Since I'm in such a happy mood, I thought that I would share a super website I found: Materials for Nurturing Scientists. This is from Uri Alon's website, and there is some good stuff for Grad Students. And also a link to the New PI forum, which I like. Anwho, it's good stuff. You should read it, IMHO.
>I have been seeing the "who the heck are you" meme on a lot of blogs. DM has a list of many of them. Anywho, since I have apparently been tagged (hee hee) and my arm is getting sore from all the twisting, I'll play along.
For the few folks out there reading this: Who are you, and why are you staring at me?
>So, what should you do when you think that a colleague is taking advantage of a graduate student?
First, some background. I moved across town to start my own lab. This has several practical consequences. First, and most awesome, I can move my experiments from one place to another with minimal interruption. But what I want to focus on today is that I already know most of the faculty that are my colleagues. Generally, this is good. I had a super postdoc and I get along with almost everyone in the community. But there are also bound to be kind of awkward times, as these folks have to accept me into the secret faculty club and realize that I know the handshake, too.
This brings me to the current situation. I was talking to a graduate student the other day. It was a hallway interaction, she had not searched me out for advice. I have known this grad student for several years, and she is one of the superstars in a highly-ranked graduate program. By every metric, she should be graduating. Now. Turns out, her advisor has been suggesting that she stick around for another year or two. In return, she can "take what she works on with her". WTF? That doesn't make sense. Where exactly is she taking this "new project"? To her postdoc in some other lab? We are in one of the biomedical fields where a postdoc is required to stay on the academic track, which is what she wants to do.
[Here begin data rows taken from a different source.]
PR #3071, opened 2023-03-23
ci: migrate release to stable branch

amannocci:
## What does this PR do?

* Migration of the release stable branch to GitHub Actions.
* The sync between main and stable branch will be handled by the GitHub Actions.

## Validation

Ref: https://github.com/elastic/apm-agent-java/actions/runs/4502205643/jobs/7923696347

### DIFF
--- a/.github/workflows/sync-branches.yml
+++ b/.github/workflows/sync-branches.yml
@@ -1,0 +1,26 @@
+name: Sync branches
+
+on:
+  push:
+    branches:
+      - feature/sync-branches
+
+jobs:
+  sync:
+    name: Sync branches
+    runs-on: ubuntu-latest
+    steps:
+      - uses: actions/checkout@v3
+        with:
+          fetch-depth: 0
+      - name: Synchronize source to target branch
+        run: |
+          git checkout -f "${SOURCE_BRANCH}"
+          git checkout -f -b "${TARGET_BRANCH}"
+          git rebase "${SOURCE_BRANCH}"
+          git --no-pager log -n1 --pretty=oneline
+          git rev-parse --abbrev-ref HEAD
+          git push origin "${TARGET_BRANCH}"
+        env:
+          SOURCE_BRANCH: feature/sync-branches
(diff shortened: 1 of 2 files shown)


.github/workflows/sync-branches.yml
```diff
@@ -0,0 +1,26 @@
...
+  sync:
+    name: Sync branches
+    runs-on: ubuntu-latest
+    steps:
+      - uses: actions/checkout@v3
+        with:
+          fetch-depth: 0
+      - name: Synchronize source to target branch
+        run: |
+          git checkout -f "${SOURCE_BRANCH}"
```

As I pressed further, Pre-doc superstar told me that she is the only person in the lab that knows how to work the Magical Data Machine. She is also, bar far, the most productive person in Dr. Advisor's lab. If she sticks around for longer, she will probably publish one or two more papers. But she will have a LONG graduate career. I think that Dr. Advisor is thinking more about his own lab than the career of Pre-Doc Superstar.
I told this student that I thought she should move on to learn something new. That I felt staying in the Grad Lab was not the best move for her, career-wise. I told her that it was not her job to worry about Dr. Advisor's lab, but that he should be more concerned about her career development. I also told her to ask other faculty in the program for advice. I generally get along with Dr. Advisor, though we have had our moments. Hopefully this won't come back to bite me in the ass.